PR #731, opened 2015-11-05
Update function wifi.sleep

dnc40085:
Update function wifi.sleep to return any error codes to user and improve code readability

### DIFF
--- a/app/modules/wifi.c
+++ b/app/modules/wifi.c
@@ -357,7 +357,7 @@ static int wifi_sleep(lua_State* L)
 	{
 	  FLAG_wifi_force_sleep_enabled = TRUE;
 	}
-	else if (wifi_fpm_do_sleep_return_value != 0)
+	else
 	{
 		wifi_fpm_close();
 		FLAG_wifi_force_sleep_enabled = FALSE;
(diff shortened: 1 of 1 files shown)


app/modules/wifi.c
```diff
@@ -352,17 +352,37 @@ static int wifi_sleep(lua_State* L)
 	// set force sleep type
 	wifi_fpm_set_sleep_type(MODEM_SLEEP_T);
 	wifi_fpm_open();
-	wifi_fpm_do_sleep(FPM_SLEEP_MAX_TIME);
+	wifi_fpm_do_sleep_return_value = wifi_fpm_do_sleep(FPM_SLEEP_MAX_TIME);
+	if (wifi_fpm_do_sleep_return_value == 0)
+	{
+	  FLAG_wifi_force_sleep_enabled = TRUE;
+	}
+	else if (wifi_fpm_do_sleep_return_value != 0)
```
jmattsson: Minor comment, this should probably be a plain "else", not an "else if".

jmattsson:
This is looking fine to me. I will merge unless someone objects.

PR #1023, opened 2016-02-08
Addition of new task IF with GPIO rework to supprt this

TerryE:
The following files have been updated to change the Flash version of the pin map into a 32 packed structure. This simplifies the map declaration, but this is copied to the existing the RAM vector format to minimise coding impact on this patch iteration. We might switch to the structure version in RAM in future.

-  `app/platform/pin_map.h`
-  `app/platform/pin_map.c`

The platform interface has been updated:

-   To move ISR code out of Flash and into RAM to comply with SDK guidelines and for optimal execution speed. (Note that you need to disable inlining optimization for any such routines.)

-   The ISR bit-test loop has been peephole optimised to shorten the maximum ISR  time.

-   To split our Lua land from the Hardware abstraction layer. The hardware knows nothing about Lua or the Lua runtime environent, so the platform modules now make no reference to Lua. A new vector, pin_trigger, is used to flag if a callback has been attached to a GPIO pin and in which case the ISR posts a task to dispatch this. The registering of any Lua callbacks, and their unregistering is carried out within the Lua libraries.

-   As a result of this platform_gpio_mode() no longer unreferences any lua callback, so this must be done in the calling layer.

The Lua Library module gpio.c has also been updated to use the new task and updated platform laver.  Since I've been working these routines, I have also tidied up their implementation to use the standard Lua approach to argument manipulation, and this has slightly reduced the code size as well as making
the implementation a lot more readable.

This PR also includes the previously discussed task interface and changes to the UART driver to support this.

I have also added a draft Extension Developer FAQ which describes how the SDK implements ISRs and tasks.


TerryE:
> I have also added a draft Extension Developer FAQ which describes how the SDK implements ISRs and tasks.

This is a rough cut for comment, so I haven't added it to the yml file yet.

docs/en/extn-developer-FAQ.md
```diff
@@ -0,0 +1,93 @@
...
+    functions. ISRs can be defined on a range of priorities, where a higher
+    priority ISR is able to interrupt a lower priority one. ISRs are time
+    critical and should complete in no more than 50 µSec.
+  
+    ISR code and data constants should be run out of RAM or ROM, as the
+    execution time for Flash memory (that is located in the `irom0` load section)
+    is indeterminate: whilst cache-hits can run at full memory bandwidth, any
+    cache-misses require the code to be read from Flash; and even though
+    H/W-based, this is at roughly 26x slower than memory bandwidth (for DIO
+    flash); this will cause ISR execution to fall outside the required time
```
pjsg: As I understand, the real problem is not that it is slower, but that it (potentially) interferes with loading code out of flash that happens at the base (non-interrupt) level. This makes it absolutely wrong, rather than -- you will probably violate some timing constraint..

TerryE:
@pjsg, it's both.  I mention the Flash issue later and this needs hoisting up here, and yes this one is sudden death if a Flash-based ISR fires when anything else is doing Flash I/O, but the latency issue can cause probs with the Wifi stack.  I still got this delivering 5 trigger tasks per mSec which isn't bad.  My aim here is to remove the instability probs.  We can discuss functional enhancements as a second pass.

app/platform/platform.c
```diff
@@ -135,41 +159,62 @@ int platform_gpio_read( unsigned pin )
...
-}
+  int i;
+  gpio_task_handle = gpio_task;
 
-int platform_gpio_intr_init( unsigned pin, GPIO_INT_TYPE type )
+  get_pin_map();
+  ETS_GPIO_INTR_ATTACH(platform_gpio_intr_dispatcher, NULL);
+}
+/*
+ * Initialise GPIO interrupt mode. In RAM because interrupts are dsabled
```
pjsg: Is this really the case that code with interrupts masked must be run out of RAM? The i2c code doesn't do this. Given the small amount of space that we have in the float build, I'd like to make sure one way or the other.

pjsg:
I've moved my new drivers over to this model and will give it a workout over the next week.

Thanks for all the effort that you have put into this....

TerryE:
It's marginal.The interrupt masked code -- so long as it only masks a GPIO interrupt and not all interrupts -- will not cause a Flash conflict, and these sequences are typically only 100 bytes or so long and therefore the worst fetch time will be of the order of 2.6K clocks or 30 uSec so should be able to be run out of Flash. We need to play with this. That's why I added the extra config define to make this optional.

pjsg:
See the ticket #1025 that I just filed -- if this gets resolved, then my concerns about the IRAM usage goes way down.....

nickandrew:
Looking at the "git show --stat 9c76604" ...

```
 app/Makefile                  |   2 +
 app/driver/uart.c             |  12 ++---
 app/include/driver/uart.h     |   2 +-
 app/include/task/task.h       |  33 ++++++++++++
 app/modules/gpio.c            | 147 ++++++++++++++++++++++++------------------------------
 app/modules/node.c            |   3 +-
 app/platform/common.c         |  76 ----------------------------
 app/platform/pin_map.c        |  88 ++++++++++++++++++--------------
 app/platform/pin_map.h        |  12 +++--
 app/platform/platform.c       | 169 +++++++++++++++++++++++++++++++++++++++-----------------------
 app/platform/platform.h       |  38 +++++++++-----
 app/task/Makefile             |  44 ++++++++++++++++
 app/task/task.c               |  71 ++++++++++++++++++++++++++
 app/user/user_main.c          |  77 ++++++++--------------------
 docs/en/extn-developer-FAQ.md |  93 ++++++++++++++++++++++++++++++++++
 15 files changed, 532 insertions(+), 335 deletions(-)
```

This is a lot to try to comprehend at once. Is it possible for you to restructure it into a sequence of logical commits, for easier review?

TerryE:
Nick, I am damned if I do and damned if I don't! :laughing: I was just following Marcel's recommended one commit policy.  

The problem is that this is a complicated change and interlinked, so it's quite difficult to split it down into smaller chunks.  This is why this took me so long to develop and debug. I have included a long explanation in the commit.  Having got this working, I could now retro-engineer it back into 3 or 4 separate commit chunks, but I would really prefer to spend my time fixing other stuff on my buttlist.  I just don't want to make a habit of this.  Perhaps you and @marcelstoer could come to some concensus here, first before I do this?

-   The `*/task/*` files are new and implement the new task interface as explained in the new `md` file.
-   The `pin_map.*` have major rework as described.
-   The `user_main.c`, `node.c` and `uart.*` files have small changes to implement the new tasking I/F.
-   The `platform.*`and `gpio.c` files have a lot of rework to implement the safe gpio using the tasking I/F
-   The one extra bit that I could have dropped is that I also did some optimisations to allow some dumb out-of-line tests to be inlined by the compiler and moved these implementations from `common.c` to `static inline` declarations instead of `extern` declarations in `platform.h`.

nickandrew:
Squashing commits make sense when said commits contain mistakes which are fixed by later commits, or backtracking out bad ideas. Nobody wants to see that sausage being made :grin: But wide-ranging changes to the way things are done can often be broken into easier to digest chunks which, when all put together, form a great work of art. I have done some Linux kernel development, where patches often run to dozens of commits, and the community is very, very serious about ensuring each commit contains one atomic change and vice-versa. They have to find errors through bisection and it really needs to work at each commit.

I'd hoped you might have a pre-squash branch you could resurrect easily, but no mind. I'll work with what's here.

Since the task files are new, I'll start there, and then work my way toward the rest.

marcelstoer:
> Marcel's recommended one commit policy.

It's not mine, it's ours I hope :wink: - after all it's in our `CONTRIBUTING.md`.

> @marcelstoer could come to some concensus here

By all means, do what you feel is the most sensible approach. I am a big fan of a clean repository history that's true but we should not spend our scarce (free)time enforcing and following policies that simply cannot be applied in all cases.

app/driver/uart.c
```diff
@@ -27,8 +28,8 @@
 
 
 // For event signalling
-static uint8 task = USER_TASK_PRIO_MAX;
-static os_signal_t sig;
+// static uint8 task = USER_TASK_PRIO_MAX;
```
jmattsson: Remove rather than comment out?

app/driver/uart.c
```diff
@@ -27,8 +28,8 @@
...
+static os_signal_t sig = 0;
```
jmattsson: Change type to `task_handle_t` for consistency?

app/modules/gpio.c
```diff
@@ -87,59 +76,55 @@ static int lgpio_trig( lua_State* L )
 // Lua: mode( pin, mode, pullup )
 static int lgpio_mode( lua_State* L )
 {
-  unsigned mode, pullup = FLOAT;
-  unsigned pin;
+  unsigned pin = luaL_checkinteger( L, 1 );
+  unsigned mode = luaL_checkinteger( L, 2 );
+  unsigned pullup = luaL_optinteger( L, 3, FLOAT );
+  
+  luaL_argcheck(L, pin< NUM_GPIO && (mode!=INTERRUPT || pin>0), 1, "Invalid pin");
```
jmattsson: Any good reason why you're not using `platform_gpio_exists(pin)` (or the `MOD_CHECK_ID(gpio,pin)` macro for it) here? GPIOs aren't necessarily contiguous (see ESP32 pinout for example).

app/modules/node.c
```diff
@@ -305,6 +305,7 @@ static int node_key( lua_State* L )
 #endif
 
 extern lua_Load gLoad;
+extern bool user_process_input(bool force);
```
jmattsson: I'd prefer to see this in a header file tbh.

app/platform/platform.c
```diff
@@ -135,41 +159,62 @@ int platform_gpio_read( unsigned pin )
...
-  if (pin >= NUM_GPIO)
-    return -1;
-  ETS_GPIO_INTR_DISABLE();
-  //clear interrupt status
-  GPIO_REG_WRITE(GPIO_STATUS_W1TC_ADDRESS, BIT(pin_num[pin]));
-  pin_int_type[pin] = type;
-  //enable interrupt
-  gpio_pin_intr_state_set(GPIO_ID_PIN(pin_num[pin]), type);
-  ETS_GPIO_INTR_ENABLE();
+  if (pin < NUM_GPIO) {
```
jmattsson: `platform_gpio_exists(pin)` instead?

app/task/task.c
```diff
@@ -0,0 +1,71 @@
...
+ */ 
+LOCAL os_event_t *task_Q[3];
+LOCAL task_callback_t *task_func;
+LOCAL int task_count;
+ 
+LOCAL void task_dispatch (os_event_t *e) {
+  task_handle_t handle = e->sig;
+  if ( (handle & TASK_HANDLE_MASK) == TASK_HANDLE_MONIKER) {
+    uint16 entry    = (handle & TASK_HANDLE_UNMASK) >> TASK_HANDLE_SHIFT;
+    uint8  priority = handle & 3;
```
jmattsson: Perhaps turn the 3 into a TASK_HANDLE_PRIO_MASK? And have a TASK_HANDLE_PRIO_MAX for the 3 on the next line?

docs/en/extn-developer-FAQ.md
```diff
@@ -0,0 +1,93 @@
...
+model works based on the Espressif-supplied examples and SDK documentation, plus
+various posts on the Espressif BBS and other forums, and an examination of the
+BootROM code.
+
+The ESP8266 boot ROM contains a set of primitive tasking and dispatch functions
+which are also used by the SDK. In this model, execution units are either:
+
+-   **INTERRUPT SERVICE ROUTINES (ISRs)** which are declared and controlled
+    through the `ets_isr_attach()` and other `ets_isr_*` and `ets_intr_*`
+    functions. ISRs can be defined on a range of priorities, where a higher
```
jmattsson: Side note: Examination of the core-isa.h header suggests it's a range of 2.

docs/en/extn-developer-FAQ.md
```diff
@@ -0,0 +1,93 @@
...
+    is indeterminate: whilst cache-hits can run at full memory bandwidth, any
+    cache-misses require the code to be read from Flash; and even though
+    H/W-based, this is at roughly 26x slower than memory bandwidth (for DIO
+    flash); this will cause ISR execution to fall outside the required time
+    limits. (Note that any time critical code within normal execution and that
+    is bracketed by interrupt lock / unlock guards should also follow this 50
+    µSec guideline.)
+
+-   **TASKS**. A task is a normal execution unit running at a non-interrupt priority.
+    Tasks can the executed from Flash memory. An executing task can be interrupted
```
jmattsson: *Tasks can the...*

Romanes eunt domus?

docs/en/extn-developer-FAQ.md
```diff
@@ -0,0 +1,93 @@
...
+message for delivery to a task handler. Each task handler has a unique message
+associated with it, and may bind a single uint32 parameter. How this parameter
+is interpreted is left to the task poster and task handler to coordinate.
+  
+The interface is exposed through `#include "task/task.h"` and involves two API
+calls. Any task handlers are declared, typically in the module_init function by
+assigning `task_get_id(some_task_callback)` to a (typically globally) accessible
+handle variable, say `XXX_callback_handle`. This can then be used in an ISR or
+normal LLT to execute a `task_post_YYY(XXX_callback_handle,param)` where YYY is
+one iof `low`, `medium`, `high`. The callback will then be executed when the SDK
```
jmattsson: s/iof/of/

jmattsson:
Aside above inline comments, :+1:  from me (untested, because #time).

docs/en/extn-developer-FAQ.md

··········

◆ What you should do
Give again only the lines of the material above that run from the one with "Aside above inline" through the end, both included, exactly as they appear.

◆ Exercise answer
Aside above inline comments, :+1:  from me (untested, because #time).

docs/en/extn-developer-FAQ.md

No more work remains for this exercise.